The quality assessment of each study was independently evaluated by six groups, each composed of two independent reviewers using the Methodological Evaluation of Observational REsearch (MORE) checklist [11]. The MORE tool includes 26 items, referring to both external and internal validity, assessing the appropriateness of sampling bias, response and exclusion rate, address bias, source of measures, reference period, severity and frequency of symptoms, validation of outcome measurement, reliability of estimates, reporting of prevalence/incidence, and precision of the estimates. For each item, a score ranging from 0 to 2 can be assigned. Higher scores are associated to worse study quality, since for each item, a score of 0 is assigned if there is no flaw, a score of 1 is assigned if there is a minor flaw, and a score of 2 is assigned if there is a major flaw. Missing items (not reported/not applicable) are not considered in the count, but their characterization is important to define the study quality. Studies with the same total score might present a different quality due to the different number of not reported or not applicable items.
Results
Bibliographic searches on literature databases yielded 6,223 records. After the first screening, 184 records were selected, and the related full texts were retrieved. Based on the full text, 90 studies were excluded, as they did not meet the inclusion criteria. Overall, 94 studies were included (flow diagram is illustrated in Fig. 1). A high agreement (>90%) was reported by the reviewers involved in the study selection process.

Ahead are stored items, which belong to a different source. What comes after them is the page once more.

PR #1479, opened 2023-06-27
Upgrade to ocamlformat 0.26.0

Julow:
The classes are formatted completely differently, which might be problematic.

The aim of this commit is to gather feedback.

Changelog can be found here: https://github.com/ocaml-ppx/ocamlformat/blob/main/CHANGES.md

### DIFF
--- a/.git-blame-ignore-revs
+++ b/.git-blame-ignore-revs
@@ -1,2 +1,4 @@
 # ocamlformat bump
 3c98cd3e0c4e1191983b602a8e38a1c92d259891
+# Upgrade to OCamlformat 0.26.0
+5586996a5e8f11981ec5337916e24e0449c13a97
--- a/compiler/lib/js_output.ml
+++ b/compiler/lib/js_output.ml
@@ -856,35 +856,35 @@ struct
     | CoverInitializedName (e, _, _) -> early_error e
 
   and method_ : 'a. _ -> (PP.t -> 'a -> unit) -> 'a -> method_ -> unit =
-    fun (type a) f (name : PP.t -> a -> unit) (n : a) (m : method_) ->
-     match m with
-     | MethodGet (k, l, b, loc') | MethodSet (k, l, b, loc') ->
-         (match k with
-         | { async = false; generator = false } -> ()
-         | _ -> assert false);
-         let prefix =
-           match m with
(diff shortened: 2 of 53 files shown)


compiler/lib/js_output.ml
```diff
@@ -856,35 +856,35 @@ struct
...
-               PP.string f "async";
-               PP.space f
-           | { async = true; generator = true } ->
-               PP.string f "async*";
-               PP.space f);
-           name f n
-         in
-         function_declaration f "" fpn (Some ()) l b loc'
+   fun (type a) f (name : PP.t -> a -> unit) (n : a) (m : method_) ->
+    match m with
```
hhugo, line 860: Is the 1 char indent on purpose ?

hhugo (commented):
After a very very quick look, it looks mostly fine.
The size of the diff regarding indentation in classes makes the whole diff complicated the evaluate. Anyway to split the diff in two commits ? putting the indentation of classes on iits own ?

compiler/lib/js_output.ml
Julow: Yes. An indentation of 1 here was the default but due to a bug, the indentation was 2 when there were a type annotation. This is a consistency change.

Julow:
I splitted the changes to classes into a new commit. This commit is best viewed with `git diff -w`.

hhugo:
Thanks a lot. LGTM

Julow:
Thanks for the feedback. Let's not merge this until OCamlformat is released.

Julow:
OCamlformat 0.26.0 has been released! This PR can be merged (not squashed due to `.git-blame-ignore-revs`) or closed if it's a bit too early to upgrade.

.git-blame-ignore-revs
```diff
@@ -1,2 +1,3 @@
 # ocamlformat bump
-3c98cd3e0c4e1191983b602a8e38a1c92d259891
\ No newline at end of file
+3c98cd3e0c4e1191983b602a8e38a1c92d259891# Upgrade to OCamlformat 0.26.0
```
hhugo, line 2: This comment seems to be on the wrong line

Julow: Fixed.

PR #1483, opened 2023-07-04
Minor fixes for OCaml trunk

hhugo:


compiler/tests-ocaml/lib-format/dune
```diff
@@ -2,7 +2,7 @@
  (names pr6824 print_if_newline pp_print_custom_break print_seq tformat)
  (libraries)
  (flags
-  (:standard \ -strict-formats))
+  (:standard -no-strict-formats \ -strict-formats))
```
OlivierNicole, line 5: I was looking at this file and I’m wondering: what is the `\` for here?

OlivierNicole: And also, what is the semantics of setting these two opposite flags?

hhugo:
``` 
(<sets1> \ <sets2>) is the set composed of elements of <sets1> that do not appear in <sets2>
```

The line you're looking at aims at removing `-strict-formats` (if present) from `:standard` and enable `-no-sttrict-format`.
The reason is that I wanted these flags to be consistent regardless of the OCaml version

OlivierNicole: I understand now. Thank you!

PR #1607, opened 2024-04-27
Fix lint errors

smorimoto:


dune-project
```diff
@@ -96,7 +96,7 @@
   (graphics :with-test)
   (num :with-test)
   (ppx_expect (and (>= v0.14.2) :with-test))
-  (ppxlib (and (>= 0.15) :with-test))
```
hhugo, line 99: Why this change ?

smorimoto: @talex5 @moyodiallo How can we find out why opam-dune-lint is complaining about this?

moyodiallo: By looking further, `ppxlib` is used by a private library `ppx_optcomp_light` in js_of_ocaml/compiler/ppx/dune.  As `js_of_ocaml_compiler` a public library in js_of_ocaml/compiler/lib/dune uses `ppx_optcomp_light` that makes `ppxlib` a build lib. This is why opam-dune-lint is complaining.

moyodiallo: `opam-dune-lint` is not supposed to complains because `js_of_ocaml_compiler` is a package/public-library it's where `ppxlib` is treated.

I'll try to fix it, Thanks.

hhugo: @smorimoto, I'm tempted to disable the checks in the CI for now, until the fix is released.
Also, I don't understand what makes `dune fmt` now complain. Is it just bumping the compiler to 5.1 ? or is it unrelated and just caused by a new version of dune ?

moyodiallo: It's because of the new version of dune which handle utf8 since 3.15.0.

https://github.com/ocaml/dune/releases/tag/3.15.0 
 - Dune file formatting: output utf8 if input is correctly encoded (https://github.com/ocaml/dune/pull/10113.

moyodiallo:
The issue about `ppxlib` turns out to be correct. The command `opam install js_of_ocaml-toplevel` works because `ppxlib` depends on `js_of_ocaml-compiler` without `:with-test`, in that case `ppxlib` is transitively resolved.

`opam-dune-lint` complains about the `ppxlib` coming from `compiler/ppx` which is not a test and `js_of_ocaml-toplevel` relies on it during the build, so the linting works because `opam-dune-lint` treats individually the public libraries.
```
$ cd js_of_ocaml
$ opam-dune-lint
js_of_ocaml-compiler.opam: OK
js_of_ocaml-lwt.opam: OK
js_of_ocaml-ppx.opam: OK
js_of_ocaml-ppx_deriving_json.opam: OK
js_of_ocaml-toplevel.opam: changes needed:
  "ppxlib"                                 [from compiler/ppx] (remove {with-test})
js_of_ocaml-tyxml.opam: OK
js_of_ocaml.opam: OK
Write changes? [y]
``` 

I hope this explanation is more clearer.

hhugo:
Sounds good, #1646 has been merged

PR #1609, opened 2024-05-02
Add Typed_array.Bytes module

johnridesabike:
This adds an API in `Typed_array` for converting uint8Array values into bytes. Because the runtime uses uint8Array internally to represent bytes, this doesn't need to copy anything. Modifying the resulting bytes will also modify the original uint8Array.

### DIFF
--- a/lib/js_of_ocaml/js_of_ocaml_stubs.c
+++ b/lib/js_of_ocaml/js_of_ocaml_stubs.c
@@ -1,5 +1,9 @@
 #include <caml/misc.h>
 
+void caml_bytes_of_array () {
+  caml_fatal_error("Unimplemented Javascript primitive caml_bytes_of_array!");
+}
+
 void caml_js_error_of_exception () {
   caml_fatal_error("Unimplemented Javascript primitive caml_js_error_of_exception!");
 }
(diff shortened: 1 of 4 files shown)


lib/js_of_ocaml/typed_array.mli
```diff
@@ -254,3 +254,11 @@ module String : sig
 
   val of_uint8Array : uint8Array Js.t -> string
 end
+
+module Bytes : sig
```
hhugo, line 258: Maybe add documentations explaining that theses functions do not copy their inputs (most of the time) and that modifying the input/output might modify the corresponding output/input

johnridesabike: I just added a short paragraph that explains the behavior with a warning.

lib/js_of_ocaml/js_of_ocaml_stubs.c
```diff
@@ -1,5 +1,9 @@
 #include <caml/misc.h>
 
+void caml_bytes_of_array () {
+  caml_fatal_error("Unimplemented Javascript primitive caml_bytes_of_array!");
+}
+
```
OlivierNicole, line 6: I’m a bit lost, can someone explain to me why using the API will not just raise this error?

vouillon: This is just to keep the Ocaml bytecode compiler happy. This code is executed instead:
https://github.com/ocsigen/js_of_ocaml/blob/a03f32c5a462b21ab84840fc4858632e1540004f/runtime/mlBytes.js#L512-L517

OlivierNicole: Ah, I see, thanks!

PR #1611, opened 2024-05-03
CI: partial revert of recent changes

hhugo:


hhugo:
@smorimoto, I'm partially reverting https://github.com/ocsigen/js_of_ocaml/commit/20364ae7b58f5fa1a6eb909a397dc2821f56fbe7 here. I'd prefer that we use PRs instead of pushing to the master branch directly because it gives more visibility to what's going on and provides a "space" to discuss a change, even after it's merged.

Most of the included studies (81.9%) examined all types of MG (ALL MG), reporting prevalence (59 studies), incidence (50 studies), and mortality (16 studies). In these studies, epidemiological data were often referred to ALL MG category, without reporting the prevalence, incidence, or mortality of MG subtypes. Moreover, 10 studies focused on AChR-MG providing incident rates (IRs), with 2 studies providing both incident and prevalence rates (PRs), while only 1 study reported mortality rates (MRs). PR and IR of MUSK-MG were analyzed in 2 studies, while LEMS was examined in 5 studies. Juvenile and congenital MG were investigated in 3 and 2 studies, respectively. No studies about the epidemiology of LRP4-MG and seronegative MG were found. A total of 80 studies (85.1%) were population-based, while the remaining (14.9%) were clinical. The period of the studies ranged from 1952 to 2022. There was a wide geographical distribution, with representation of all continents (Fig. 2). A total of 63 studies were performed in Europe with particular contributions from Italy (13 studies), the UK (7 studies), and Norway (7 studies).
Quality Assessment
Most of the included studies (86.2%) were retrospective and employed national health registries/databases to capture MG cases during a specific period. The quality of the studies ranged from very low to high, with most of the studies (73.3%) showing a medium quality (medium overall score: 3.4, SD 3.5). Two studies [12, 13] obtained 0 points, and the lowest score achieved was 8 [14], but many studies did not report several items concerning external validity, thus compromising their quality in terms of generalizability. The main reasons associated with poorer quality were subjects enrolled by clinical records, response, and exclusion rates often not reported in the studies, and sampling bias not addressed in the analysis. Concerning internal validity, many studies (56.4%) did not report a validation of outcome measures and the reliability of the estimates (64.9% of the studies). A total of 56 studies (59.5%) reported period prevalence/incidence rates, while the remaining studies (40.5%) described point epidemiological rates. Finally, most of the studies (74.5%) reported only crude epidemiological rates. A summary of the quality assessment of the included studies is shown in online supplementary Tables 1S and 2S (for all online suppl. material, see https://doi.org/10.1159/000539577).
Prevalence
For the ALL MG group, 59 studies [12‒70] estimated prevalence, and PRs ranged from 20 to 475 cases per million (online suppl. Table 3S), with a mean PR of 173.3 (95% CI: 129.7–215.5) cases per million and a median prevalence of 129.6 cases per million. Taking into consideration all the studies and countries, prevalence showed an increasing trend over the years (Fig. 3). The mean PR was 97.5 (95% CI: 59.9–141.9; range: 20–174.2) cases per million considering studies from 1952 to 2007 (the most recent period investigated by the last systematic review [7]), while the mean PR increased up to 220.1 (95% CI: 149.3–288.1; range: 78–475) cases per million considering the period 2008–2021. Also, the median PRs showed an increase from 99 (period: 1952–2007) to 196.8 (period: 2008–2021) cases per million.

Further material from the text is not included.